__Assignment__. Among the lines below, tally those that hold "control". Return the number and nothing more.

═══ Data supplied ═══

PR #1684, opened 2021-09-08
Bump version for cruise-control-client changes

mgrubent:
#1671 made some changes to `cruise-control-client`, but I neglected to bump its version in the PR.

So, patch-version-bump here.


efeg (approved):
Thanks for the version bump Michael!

═══

__Result__. 2